PROBLEM TO SOLVE
Every line below that contains "duplicateController" is to be copied.

Stored data
━━━━━━━━

PR #4376, opened 2022-09-20
Workflow listing actions — part 1 [MAILPOET-4540]

johnolek:
## Description

Implements actions in the automation listing table.

## Code review notes

This is the backend part, extracted from the original large PR.
A frontend PR where all the changes will be visible and testable will follow (some related comments are visible here).

From the original PR by @johnolek I made a few changes:

1. Did a rebase.
2. Extracted workflow response building to a mapper (the previous response object was not DI-injectable).
3. Extracted delete and duplicate logic to controllers. Now I'm thinking if most of the delete logic should also go out of the storage to a controller 🤔
4. Added regenerating step IDs on duplication. Just to be sure...
5. Added tests for both new endpoints.

## QA notes

## Linked PRs

https://github.com/mailpoet/mailpoet-premium/pull/634

## Linked tickets

[MAILPOET-4540]

## After-merge notes

_N/A_

[MAILPOET-4540]: https://mailpoet.atlassian.net/browse/MAILPOET-4540?atlOrigin=eyJpIjoiNWRkNTljNzYxNjVmNDY3MDlhMDU5Y2ZhYzA5YTRkZjUiLCJwIjoiZ2l0aHViLWNvbS1KU1cifQ

### DIFF
--- a/mailpoet/assets/css/src/components-automation-listing/_listing.scss
+++ b/mailpoet/assets/css/src/components-automation-listing/_listing.scss
@@ -8,8 +8,6 @@
   .mailpoet-automation-listing {
     /* Prevent border radius beneath tabs */
     border-radius: 0 0 1px 1px;
-    /* Prevent overlapping box shadow since listing is rendered inside tabs */
-    clip-path: inset(-1px 0 0 0);
   }
 }
 
--- a/mailpoet/assets/js/src/automation/listing/components/cells/more.tsx
+++ b/mailpoet/assets/js/src/automation/listing/components/cells/more.tsx
@@ -13,12 +13,6 @@ export function More({ workflow }: Props): JSX.Element {
       renderContent={() => (
         <div>
           <MenuItem onInvoke={() => {}}>
-            <p>{__('Rename automation', 'mailpoet')}</p>
-          </MenuItem>
-          <MenuItem onInvoke={() => {}}>
-            <p>{__('Statistics', 'mailpoet')}</p>
-          </MenuItem>
-          <MenuItem onInvoke={() => {}}>
             <p>{__('Duplicate', 'mailpoet')}</p>
           </MenuItem>
           <MenuItem onInvoke={() => {}}>
--- a/mailpoet/assets/js/src/automation/listing/index.tsx
+++ b/mailpoet/assets/js/src/automation/listing/index.tsx
@@ -75,12 +75,17 @@ export function AutomationListing({ workflows, loading }: Props): JSX.Element {
   );
 
   const groupedWorkflows = useMemo<Record<string, Workflow[]>>(() => {
-    const grouped = {};
+    const grouped = {
+      all: [],
+    };
     workflows.forEach((workflow) => {
       if (!grouped[workflow.status]) {
         grouped[workflow.status] = [];
       }
       grouped[workflow.status].push(workflow);
+      if (workflow.status !== WorkflowStatus.TRASH) {
+        grouped.all.push(workflow);
+      }
     });
     return grouped;
   }, [workflows]);
@@ -88,10 +93,7 @@ export function AutomationListing({ workflows, loading }: Props): JSX.Element {
   const tabs = useMemo(
     () =>
       filterTabs.map((filterTab) => {
-        const count =
-          filterTab.name === 'all'
-            ? workflows.length
-            : (groupedWorkflows[filterTab.name] || []).length;
+        const count = (groupedWorkflows[filterTab.name] || []).length;
         return {
           name: filterTab.name,
           title:
@@ -106,13 +108,12 @@ export function AutomationListing({ workflows, loading }: Props): JSX.Element {
           className: filterTab.className,
         };
       }),
-    [workflows, groupedWorkflows],
+    [groupedWorkflows],
   );
 
   const tabRenderer = useCallback(
     (tab) => {
-      const filteredWorkflows: Workflow[] =
-        tab.name === 'all' ? workflows : groupedWorkflows[tab.name] ?? [];
+      const filteredWorkflows: Workflow[] = groupedWorkflows[tab.name] ?? [];
       const rowsPerPage = parseInt(pageSearch.get('per_page') || '25', 10);
       const currentPage = parseInt(pageSearch.get('paged') || '1', 10);
       const start = (currentPage - 1) * rowsPerPage;
--- a/mailpoet/lib/Automation/Engine/Builder/DeleteWorkflowController.php
+++ b/mailpoet/lib/Automation/Engine/Builder/DeleteWorkflowController.php
@@ -21,6 +21,11 @@ class DeleteWorkflowController {
     if (!$workflow) {
       throw Exceptions::workflowNotFound($id);
     }
+
+    if ($workflow->getStatus() !== Workflow::STATUS_TRASH) {
+      throw Exceptions::workflowNotTrashed($id);
+    }
+
     $this->workflowStorage->deleteWorkflow($workflow);
     return $workflow;
   }
--- a/mailpoet/lib/Automation/Engine/Builder/DeleteWorkflowController.php
+++ b/mailpoet/lib/Automation/Engine/Builder/DeleteWorkflowController.php
@@ -1,0 +1,27 @@
+<?php declare(strict_types = 1);
+
+namespace MailPoet\Automation\Engine\Builder;
+
+use MailPoet\Automation\Engine\Data\Workflow;
+use MailPoet\Automation\Engine\Exceptions;
+use MailPoet\Automation\Engine\Storage\WorkflowStorage;
+
+class DeleteWorkflowController {
+  /** @var WorkflowStorage */
+  private $workflowStorage;
+
+  public function __construct(
+    WorkflowStorage $workflowStorage
+  ) {
+    $this->workflowStorage = $workflowStorage;
+  }
+
+  public function deleteWorkflow(int $id): Workflow {
+    $workflow = $this->workflowStorage->getWorkflow($id);
+    if (!$workflow) {
+      throw Exceptions::workflowNotFound($id);
+    }
+    $this->workflowStorage->deleteWorkflow($workflow);
+    return $workflow;
+  }
+}
--- a/mailpoet/lib/Automation/Engine/Builder/DuplicateWorkflowController.php
+++ b/mailpoet/lib/Automation/Engine/Builder/DuplicateWorkflowController.php
@@ -1,0 +1,91 @@
+<?php declare(strict_types = 1);
+
+namespace MailPoet\Automation\Engine\Builder;
+
+use MailPoet\Automation\Engine\Data\NextStep;
+use MailPoet\Automation\Engine\Data\Step;
+use MailPoet\Automation\Engine\Data\Workflow;
+use MailPoet\Automation\Engine\Exceptions;
+use MailPoet\Automation\Engine\Exceptions\InvalidStateException;
+use MailPoet\Automation\Engine\Storage\WorkflowStorage;
+use MailPoet\Automation\Engine\WordPress;
+use MailPoet\Util\Security;
+
+class DuplicateWorkflowController {
+  /** @var WordPress */
+  private $wordPress;
+
+  /** @var WorkflowStorage */
+  private $workflowStorage;
+
+  public function __construct(
+    WordPress $wordPress,
+    WorkflowStorage $workflowStorage
+  ) {
+    $this->wordPress = $wordPress;
+    $this->workflowStorage = $workflowStorage;
+  }
+
+  public function duplicateWorkflow(int $id): Workflow {
+    $workflow = $this->workflowStorage->getWorkflow($id);
+    if (!$workflow) {
+      throw Exceptions::workflowNotFound($id);
+    }
+
+    $duplicate = new Workflow(
+      $this->getName($workflow->getName()),
+      $this->getSteps($workflow->getSteps()),
+      $this->wordPress->wpGetCurrentUser()
+    );
+    $duplicate->setStatus(Workflow::STATUS_DRAFT);
+
+    $workflowId = $this->workflowStorage->createWorkflow($duplicate);
+    $savedWorkflow = $this->workflowStorage->getWorkflow($workflowId);
+    if (!$savedWorkflow) {
+      throw new InvalidStateException('Workflow not found.');
+    }
+    return $savedWorkflow;
+  }
+
+  private function getName(string $name): string {
+    // translators: %s is the original workflow name.
+    $newName = sprintf(__('Copy of %s', 'mailpoet'), $name);
+    $maxLength = $this->workflowStorage->getNameColumnLength();
+    if (strlen($newName) > $maxLength) {
+      $append = '…';
+      return substr($newName, 0, $maxLength - strlen($append)) . $append;
+    }
+    return $newName;
+  }
+
+  /**
+   * @param Step[] $steps
+   * @return Step[]
+  */
+  private function getSteps(array $steps): array {
+    $newIds = [];
+    foreach ($steps as $step) {
+      $id = $step->getId();
+      $newIds[$id] = $id === 'root' ? 'root' : $this->getId();
+    }
+
+    $newSteps = [];
+    foreach ($steps as $step) {
+      $newId = $newIds[$step->getId()];
+      $newSteps[$newId] = new Step(
+        $newId,
+        $step->getType(),
+        $step->getKey(),
+        $step->getArgs(),
+        array_map(function (NextStep $nextStep) use ($newIds): NextStep {
+          return new NextStep($newIds[$nextStep->getId()]);
+        }, $step->getNextSteps())
+      );
+    }
+    return $newSteps;
+  }
+
+  private function getId(): string {
+    return Security::generateRandomString(16);
+  }
+}
--- a/mailpoet/lib/Automation/Engine/Data/Workflow.php
+++ b/mailpoet/lib/Automation/Engine/Data/Workflow.php
@@ -191,8 +191,8 @@ class Workflow {
       }, Json::decode($data['steps'])),
       new \WP_User((int)$data['author'])
     );
-    $workflow->id = (int)($data['id'] ?? 0);
-    $workflow->versionId = (int)($data['version_id'] ?? 0);
+    $workflow->id = (int)$data['id'];
+    $workflow->versionId = (int)$data['version_id'];
     $workflow->status = $data['status'];
     $workflow->createdAt = new DateTimeImmutable($data['created_at']);
     $workflow->updatedAt = new DateTimeImmutable($data['updated_at']);
--- a/mailpoet/lib/Automation/Engine/Data/Workflow.php
+++ b/mailpoet/lib/Automation/Engine/Data/Workflow.php
@@ -191,8 +191,8 @@ class Workflow {
       }, Json::decode($data['steps'])),
       new \WP_User((int)$data['author'])
     );
-    $workflow->id = (int)$data['id'];
-    $workflow->versionId = (int)$data['version_id'];
+    $workflow->id = (int)($data['id'] ?? 0);
+    $workflow->versionId = (int)($data['version_id'] ?? 0);
     $workflow->status = $data['status'];
     $workflow->createdAt = new DateTimeImmutable($data['created_at']);
     $workflow->updatedAt = new DateTimeImmutable($data['updated_at']);
--- a/mailpoet/lib/Automation/Engine/Endpoints/Workflows/WorkflowsDeleteEndpoint.php
+++ b/mailpoet/lib/Automation/Engine/Endpoints/Workflows/WorkflowsDeleteEndpoint.php
@@ -1,0 +1,42 @@
+<?php declare(strict_types = 1);
+
+namespace MailPoet\Automation\Engine\Endpoints\Workflows;
+
+use MailPoet\API\REST\Request;
+use MailPoet\API\REST\Response;
+use MailPoet\Automation\Engine\API\Endpoint;
+use MailPoet\Automation\Engine\Data\Workflow;
+use MailPoet\Automation\Engine\Exceptions\InvalidStateException;
+use MailPoet\Automation\Engine\Storage\WorkflowStorage;
+use MailPoet\Validator\Builder;
+
+class WorkflowsDeleteEndpoint extends Endpoint {
+  /** @var WorkflowStorage */
+  private $workflowStorage;
+
+  public function __construct(
+    WorkflowStorage $workflowStorage
+  ) {
+    $this->workflowStorage = $workflowStorage;
+  }
+
+  public function handle(Request $request): Response {
+    $workflowId = $request->getParam('id');
+    if (!is_int($workflowId)) {
+      throw InvalidStateException::create();
+    }
+    $existingWorkflow = $this->workflowStorage->getWorkflow($workflowId);
+    if (!$existingWorkflow instanceof Workflow) {
+      throw InvalidStateException::create();
+    }
+    $this->workflowStorage->deleteWorkflow($existingWorkflow);
+
+    return new Response(null);
+  }
+
+  public static function getRequestSchema(): array {
+    return [
+      'id' => Builder::integer()->required(),
+    ];
+  }
+}
--- a/mailpoet/lib/Automation/Engine/Endpoints/Workflows/WorkflowsDeleteEndpoint.php
+++ b/mailpoet/lib/Automation/Engine/Endpoints/Workflows/WorkflowsDeleteEndpoint.php
@@ -5,32 +5,22 @@ namespace MailPoet\Automation\Engine\Endpoints\Workflows;
 use MailPoet\API\REST\Request;
 use MailPoet\API\REST\Response;
 use MailPoet\Automation\Engine\API\Endpoint;
-use MailPoet\Automation\Engine\Data\Workflow;
-use MailPoet\Automation\Engine\Exceptions\InvalidStateException;
-use MailPoet\Automation\Engine\Storage\WorkflowStorage;
+use MailPoet\Automation\Engine\Builder\DeleteWorkflowController;
 use MailPoet\Validator\Builder;
 
 class WorkflowsDeleteEndpoint extends Endpoint {
-  /** @var WorkflowStorage */
-  private $workflowStorage;
+  /** @var DeleteWorkflowController */
+  private $deleteController;
 
   public function __construct(
-    WorkflowStorage $workflowStorage
+    DeleteWorkflowController $deleteController
   ) {
-    $this->workflowStorage = $workflowStorage;
+    $this->deleteController = $deleteController;
   }
 
   public function handle(Request $request): Response {
-    $workflowId = $request->getParam('id');
-    if (!is_int($workflowId)) {
-      throw InvalidStateException::create();
-    }
-    $existingWorkflow = $this->workflowStorage->getWorkflow($workflowId);
-    if (!$existingWorkflow instanceof Workflow) {
-      throw InvalidStateException::create();
-    }
-    $this->workflowStorage->deleteWorkflow($existingWorkflow);
-
+    $workflowId = intval($request->getParam('id'));
+    $this->deleteController->deleteWorkflow($workflowId);
     return new Response(null);
   }
 
--- a/mailpoet/lib/Automation/Engine/Endpoints/Workflows/WorkflowsDuplicateEndpoint.php
+++ b/mailpoet/lib/Automation/Engine/Endpoints/Workflows/WorkflowsDuplicateEndpoint.php
@@ -5,41 +5,28 @@ namespace MailPoet\Automation\Engine\Endpoints\Workflows;
 use MailPoet\API\REST\Request;
 use MailPoet\API\REST\Response;
 use MailPoet\Automation\Engine\API\Endpoint;
-use MailPoet\Automation\Engine\Data\Workflow;
-use MailPoet\Automation\Engine\Exceptions\InvalidStateException;
+use MailPoet\Automation\Engine\Builder\DuplicateWorkflowController;
 use MailPoet\Automation\Engine\Mappers\WorkflowMapper;
-use MailPoet\Automation\Engine\Storage\WorkflowStorage;
 use MailPoet\Validator\Builder;
 
 class WorkflowsDuplicateEndpoint extends Endpoint {
   /** @var WorkflowMapper */
   private $workflowMapper;
 
-  /** @var WorkflowStorage */
-  private $workflowStorage;
+  /** @var DuplicateWorkflowController */
+  private $duplicateController;
 
   public function __construct(
-    WorkflowMapper $workflowMapper,
-    WorkflowStorage $workflowStorage
+    DuplicateWorkflowController $duplicateController,
+    WorkflowMapper $workflowMapper
   ) {
     $this->workflowMapper = $workflowMapper;
-    $this->workflowStorage = $workflowStorage;
+    $this->duplicateController = $duplicateController;
   }
 
   public function handle(Request $request): Response {
-    $workflowId = $request->getParam('id');
-    if (!is_int($workflowId)) {
-      throw InvalidStateException::create();
-    }
-    $existingWorkflow = $this->workflowStorage->getWorkflow($workflowId);
-    if (!$existingWorkflow instanceof Workflow) {
-      throw InvalidStateException::create();
-    }
-    $duplicateId = $this->workflowStorage->duplicateWorkflow($existingWorkflow);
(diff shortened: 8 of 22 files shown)


mailpoet/assets/css/src/components-automation-listing/_listing.scss
```diff
@@ -8,8 +8,12 @@
...
     /* Prevent border radius beneath tabs */
     border-radius: 0 0 1px 1px;
-    /* Prevent overlapping box shadow since listing is rendered inside tabs */
-    clip-path: inset(-1px 0 0 0);
+  }
+}
+
+.mailpoet-automation-ellipsis-menu {
+  .woocommerce-ellipsis-menu__popover {
+    opacity: 1;
```
johnolek: I can't figure out why the popover is getting an opacity of `0` and an incorrect position calculated when I have the wordpress components CSS enqueued, so this is a temporary workaround to make the dropdown at least visible while I test it. I could really use some advice on a proper fix though.

mailpoet/assets/js/src/automation/automation.tsx
```diff
@@ -1,21 +1,50 @@
...
   const { data, loading, error } = useQuery<{ data: Workflow[] }>('workflows');
+  const noticesRef = useRef([]);
+  const [notices, setNotices] = useState(noticesRef.current);
+  const addNotice = useCallback(
+    (notice) => {
+      noticesRef.current = [notice, ...noticesRef.current];
+      setNotices(noticesRef.current);
+    },
+    [noticesRef],
+  );
```
johnolek: Using a ref here is probably a code smell. I want to have a consistent way for the component and its children to add notices when certain things occur. If I don't use a ref, I sometimes end up with an old copy of `setNotices` that isn't aware of all the latest notices.

I noticed this with the Undo button for trashed automations. Its callback uses the old version of `addNotice`, so it would add its notice but it wouldn't retain the original one that had the Undo button in the first place.

I hope that makes sense. Like I said, this is probably a code smell and I'm sure there's a cleaner way to handle this.

mailpoet/assets/js/src/automation/automation.tsx
```diff
@@ -1,21 +1,50 @@
...
+          <p>{apiError.message}</p>
+        </Notice>,
+      );
+    },
+    [addNotice],
+  );
+
+  useEffect(() => {
+    errorHandler = noticeErrorHandler;
+  }, [noticeErrorHandler]);
```
johnolek: Is there a better way of doing this without using a variable in the outer scope? It doesn't seem like I would want to register the middleware as part of the component's lifecycle because it could occur multiple times, but I could be wrong about that.

mailpoet/assets/js/src/automation/automation.tsx
```diff
@@ -27,7 +56,14 @@ function Content(): JSX.Element {
 
   const workflows = data?.data ?? [];
   return workflows.length > 0 ? (
-    <AutomationListing workflows={workflows} loading={loading} />
+    <>
+      {notices}
```
johnolek: One thing to note is that this file  now has two different ways of generating notices: one based on URL params and this being the other. Once we've settled on an approach I was hoping to consolidate these to use the same approach.

mailpoet/assets/js/src/automation/listing/components/cells/more.tsx
```diff
@@ -1,29 +1,250 @@
...
+          },
+        );
+      }}
+    >
+      Undo
+    </Button>
+  );
+}
+
+export function More({ workflow, listingActions }: Props): JSX.Element {
```
johnolek: This all feels like a huge mess right now. I'm sure it should be possible to simplify or at least extract some things.

mailpoet/assets/js/src/automation/listing/index.tsx
```diff
@@ -47,14 +48,62 @@ const tableHeaders = [
...
+
+  const addWorkflow = useCallback(
+    (newWorkflow: Workflow) => {
+      const newWorkflows = [newWorkflow, ...allWorkflows];
+      setAllWorkflows(newWorkflows);
+    },
+    [allWorkflows],
+  );
+
+  const listingActions = useMemo<ListingActions>(
```
johnolek: This feels kind of silly, like I'm recreating a worse version of redux. Maybe we should just be using redux/wp data?

I played around with the idea of just having a "refreshWorkflows" action that would re-fetch all the workflows from the server, but it ended up feeling clunky. That being said, this way feels somewhat brittle.

mailpoet/assets/js/src/automation/listing/index.tsx
```diff
@@ -47,14 +48,62 @@ const tableHeaders = [
...
+  addNotice,
+}: Props): JSX.Element {
   const history = useHistory();
   const location = useLocation();
   const pageSearch = useMemo(
     () => new URLSearchParams(location.search),
     [location],
   );
 
+  const [allWorkflows, setAllWorkflows] = useState(workflows);
```
johnolek: I'm wondering if this is also a code smell, immediately turning a prop into state.

mailpoet/lib/Automation/Engine/API/WorkflowResponse.php
```diff
@@ -0,0 +1,41 @@
+<?php declare(strict_types = 1);
```
johnolek: This whole thing is probably unnecessary. I thought it would be nice to avoid the duplication we have throughout the app though.

mailpoet/lib/Automation/Engine/Storage/WorkflowStorage.php
```diff
@@ -30,11 +30,22 @@ public function createWorkflow(Workflow $workflow): int {
...
     return $id;
   }
 
+  public function duplicateWorkflow(Workflow $workflow): int {
+    $data = $workflow->toArray();
+    $now = (new DateTimeImmutable())->format(DateTimeImmutable::W3C);
+    $data['created_at'] = $now;
+    $data['updated_at'] = $now;
+    $data['status'] = Workflow::STATUS_DRAFT;
+    $data['name'] = 'Copy of ' . $workflow->getName();
```
johnolek: This has the potential to cause an error for workflows with names close to the 255 limit

mailpoet/lib/Automation/Engine/Storage/WorkflowStorage.php
```diff
@@ -131,6 +142,39 @@ public function getActiveWorkflowsByTrigger(Trigger $trigger): array {
     }, (array)$data);
   }
 
+  public function deleteWorkflow(Workflow $workflow): void {
```
johnolek, line 136: I struggled with where this logic should live. On the one hand it doesn't feel right to have `WorkflowStorage` handle deleting runs and logs, but it also didn't seem appropriate to only have it take place in the API endpoint, because in an ideal world I think we would handle this type of thing directly at the database level by using foreign key constraints with cascading deletes, but since some of our users use MyISAM (and probably for other reasons) that's not a viable option.

I'm totally open to a different approach though! I thought about using some actions, like `beforeDeleteWorkflow` or something that would allow other parts of the application to respond to deletion events, but I wasn't sure where we would actually put the logic for deleting related records.

mailpoet/assets/js/src/automation/automation.tsx
JanJakes: I generally don't know how exactly we use the notices in the listing now, but I think the ideal would be to switch to `@wordpress/notices` and use their store. An example here: https://github.com/mailpoet/mailpoet/blob/2c159b16948de91dbc33f1320aa85a961b95a41c/mailpoet/assets/js/src/automation/editor/api-error-handler.tsx#L4

It doesn't need our store to be set up, we just need to render the notices somewhere, such as https://github.com/mailpoet/mailpoet/blob/trunk/mailpoet/assets/js/src/automation/editor/components/notices/index.tsx.

But I don't know the current system, really. Can we reasonably easily do that?

As for the `addNotice`, that's weird. If `notices` is a dependency of the `useCallback`, then it should work, I guess. Maybe even safer is to use the prev state: `setNotices((prevState) => [notice, ...prevState])`, that should never mismatch them.

mailpoet/assets/js/src/automation/automation.tsx
JanJakes: Is it not possible to use `noticeErrorHandler` directly? The `useCallback` memoizes it. The global variable would cause problems if such a component is instantiated multiple times (which here it isn't but it's still a side-effect, I guess).

Now I realize what's the problem... you have a "local" state but want to use it in a middleware outside of the React tree... that probably won't work correctly and it may be source of some of the mentioned problems. Then the notices store would definitely help.

mailpoet/assets/js/src/automation/automation.tsx
JanJakes: Would be great to consolidate them to `@wordpress/notices`. Some may need params from URL because they're being rendered after a redirect though.

mailpoet/assets/js/src/automation/listing/components/cells/more.tsx
```diff
@@ -1,29 +1,250 @@
...
+  workflow,
+  previousStatus,
+  onComplete,
+}: UndoButtonProps): JSX.Element {
+  const [clicked, setClicked] = useState(false);
+  const [isBusy, setIsBusy] = useState(false);
+  return (
+    <Button
+      isLink
+      disabled={clicked}
```
JanJakes: Is it possible to use `disabled={isBusy}` and get rid of `clicked` state?

mailpoet/assets/js/src/automation/listing/index.tsx
JanJakes: It is suspicious because it's only the state's default value. When the prop changes, it never mirrors that change to the state. You'd need to add `useEffect(() => setAllWorkflows(workflows), [workflows])` as well. Sometimes things like this may be needed, I guess.

mailpoet/assets/js/src/automation/listing/index.tsx
JanJakes: Yeah, I'll let you decide if you want to replace it with `@wordpress/data` now or if we should do it in another ticket. Now we don't have to hurry that much for the MVP deadline.

mailpoet/lib/Automation/Engine/API/WorkflowResponse.php
JanJakes: We absolutely need something like this! I was thinking about creating `Mappers` but this looks also nice. Not sure which is better. We may need to reuse some smaller units (such as building only workflow steps) so maybe some more granular mappers will be better than full responses.

mailpoet/lib/Automation/Engine/Storage/WorkflowStorage.php
JanJakes: Should we increase the limit? Or truncate? I think 255 is fine but not sure if it's bytes or UTF8 characters...

mailpoet/lib/Automation/Engine/Storage/WorkflowStorage.php
JanJakes: I think it's fine, what can we do... We could inject other storages and reuse them but I'm not sure if a storage should reuse another one. We may end up with cyclic references.

mailpoet/assets/js/src/automation/listing/components/cells/more.tsx
johnolek: The idea was to try to limit people to only using the button once. I suppose we could just not render the button after it's been used, or maybe it would be even better to completely remove the notice after the undo operation completes.

mailpoet/lib/Automation/Engine/Storage/WorkflowStorage.php
johnolek: I think 255 is fine as well, and is likely much more than anyone will ever use. I'm still going to truncate to 255 characters though, because I don't want to leave the possibility of an API error here that we could easily prevent.

mailpoet/assets/js/src/automation/automation.tsx
johnolek: I'm switching to using a store, but I'm not sure we can use `@wordpress/notices` without it looking weird because those notices use Gutenberg styles. Please let me know if you still think we should try to use them, though.

mailpoet/lib/Automation/Engine/API/WorkflowResponse.php
johnolek: I think some kind of `Mappers` would probably be nice. Maybe we could even set them up in such a way that API requests can include which data they want in the response, potentially speeding things up. For now I'm thinking I might revert this change in large part because it doesn't seem worth it to change premium just for this.

mailpoet/assets/js/src/automation/automation.tsx
```diff
@@ -129,8 +123,32 @@ function App(): JSX.Element {
...
+            void dispatch(storeName).addNotice(
+              <Notice type="error" closable timeout={false} key={Date.now()}>
+                <p>{(error as ApiError).message}</p>
+              </Notice>,
+            );
+          }
+          throw error;
+        }
+      },
+    );
```
johnolek: This should be extracted

mailpoet/assets/js/src/automation/listing/store/reducer.ts
```diff
@@ -0,0 +1,52 @@
...
+      };
+    case 'REMOVE_WORKFLOW':
+      return {
+        ...state,
+        workflows: state.workflows.filter(
+          (workflow: Workflow) => workflow.id !== action.workflow.id,
+        ),
+        workflowCount: state.workflows.filter(
+          (workflow: Workflow) => workflow.id !== action.workflow.id,
+        ).length,
```
johnolek: Is there a better way to handle this, like having REMOVE_WORKFLOW somehow trigger SET_WORKFLOW_COUNT? I'm repeating myself here because there was an eslint warning about declaring variables inside a case statement.

mailpoet/lib/AdminPages/Pages/Automation.php
```diff
@@ -36,6 +42,7 @@ public function render() {
         'root' => rtrim($this->wp->escUrlRaw($this->wp->restUrl()), '/'),
         'nonce' => $this->wp->wpCreateNonce('wp_rest'),
       ],
+      'workflowCount' => count($this->workflowStorage->getWorkflows()),
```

━━━━━━━━

FINISHED EXERCISE
+  private $duplicateController;
+    DuplicateWorkflowController $duplicateController,
+    $this->duplicateController = $duplicateController;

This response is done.